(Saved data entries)
======
PR #336, opened 2020-10-26
[DMS] Add address fields, allow custom addresses

### LINKED ISSUE #282: [DMS] Add address text fields to billing step

ML-Chen:
Here's what it looks like right now:
image
Basically you can type in the "Billing Address" box and if you click on one of the options, it'll autofill that field and the city, state, and country.
I modified LocationAutocompleteField.tsx a good amount to customize it for DMS, and ~~later I'll have to add a prop to enable those customizations for DMS so that in VMS it'll function the same as before.~~ done
Resolves #282

### DIFF
--- a/components/LocationAutocompleteInput.tsx
+++ b/components/LocationAutocompleteInput.tsx
@@ -38,7 +38,9 @@ export type PlaceType = google.maps.places.AutocompletePrediction;
 interface Props {
   locationType: string;
   parentCallback: (value: PlaceType | string) => void;
-  filterOptions?: (options: PlaceType[]) => PlaceType[];
+  filterOptions?: (
+    options: Array<PlaceType | string>
+  ) => Array<PlaceType | string>;
   label?: string;
   fullWidth?: boolean;
   defaultValue?: PlaceType | string | null;
@@ -61,7 +63,7 @@ const LocationAutocompleteInput: React.FC<Props> = ({
   const { textStyle, highlightedText, inputAdornmentRoot } = useStyles();
   const [value, setValue] = useState<PlaceType | string | null>(defaultValue);
   const [inputValue, setInputValue] = useState("");
-  const [options, setOptions] = useState<PlaceType[]>([]);
+  const [options, setOptions] = useState<Array<string | PlaceType>>([]);
   const autocompleteService = useRef<google.maps.places.AutocompleteService | null>(
     null
   );
@@ -112,7 +114,7 @@ const LocationAutocompleteInput: React.FC<Props> = ({
       return undefined;
     }
 
-    if (inputValue === "" && typeof value !== "string") {
+    if (inputValue === "") {
       setOptions(value ? [value] : []);
       return undefined;
     }
@@ -123,9 +125,8 @@ const LocationAutocompleteInput: React.FC<Props> = ({
       },
       (results?: PlaceType[]) => {
         if (active) {
-          let newOptions = [] as PlaceType[];
-          console.log(value);
-          if (value && typeof value !== "string") {
+          let newOptions: Array<PlaceType | string> = [];
+          if (value) {
             newOptions = [value];
           }
 
@@ -164,7 +165,7 @@ const LocationAutocompleteInput: React.FC<Props> = ({
         newValue: PlaceType | string | null
       ) => {
         if (newValue) {
-          if (typeof newValue !== "string") setOptions(s => [newValue, ...s]);
+          setOptions(s => [newValue, ...s]);
           parentCallback(newValue);
         }
 
@@ -195,29 +196,31 @@ const LocationAutocompleteInput: React.FC<Props> = ({
         />
       )}
       renderOption={option => {
-        const matches =
-          option.structured_formatting.main_text_matched_substrings;
-        const parts = parse(
-          option.structured_formatting.main_text,
-          matches.map(match => [match.offset, match.offset + match.length])
-        );
+        if (typeof option !== "string") {
+          const matches =
+            option.structured_formatting.main_text_matched_substrings;
+          const parts = parse(
+            option.structured_formatting.main_text,
+            matches.map(match => [match.offset, match.offset + match.length])
+          );
 
-        return (
-          <Grid container alignItems="center">
-            {parts.map(({ text, highlight }, index) => (
-              <CoreTypography
-                variant="caption"
-                key={index}
-                className={clsx(highlight && highlightedText)}
-              >
-                {text.replace(/ /g, "\u00a0")}
+          return (
+            <Grid container alignItems="center">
======
* TASK DETAILS *
Up to and including the line with "const [value, setValue]", repeat the entries exactly, beginning at their first line.

* OUTPUT FOR THIS TASK *
PR #336, opened 2020-10-26
[DMS] Add address fields, allow custom addresses

### LINKED ISSUE #282: [DMS] Add address text fields to billing step

ML-Chen:
Here's what it looks like right now:
image
Basically you can type in the "Billing Address" box and if you click on one of the options, it'll autofill that field and the city, state, and country.
I modified LocationAutocompleteField.tsx a good amount to customize it for DMS, and ~~later I'll have to add a prop to enable those customizations for DMS so that in VMS it'll function the same as before.~~ done
Resolves #282

### DIFF
--- a/components/LocationAutocompleteInput.tsx
+++ b/components/LocationAutocompleteInput.tsx
@@ -38,7 +38,9 @@ export type PlaceType = google.maps.places.AutocompletePrediction;
 interface Props {
   locationType: string;
   parentCallback: (value: PlaceType | string) => void;
-  filterOptions?: (options: PlaceType[]) => PlaceType[];
+  filterOptions?: (
+    options: Array<PlaceType | string>
+  ) => Array<PlaceType | string>;
   label?: string;
   fullWidth?: boolean;
   defaultValue?: PlaceType | string | null;
@@ -61,7 +63,7 @@ const LocationAutocompleteInput: React.FC<Props> = ({
   const { textStyle, highlightedText, inputAdornmentRoot } = useStyles();
   const [value, setValue] = useState<PlaceType | string | null>(defaultValue);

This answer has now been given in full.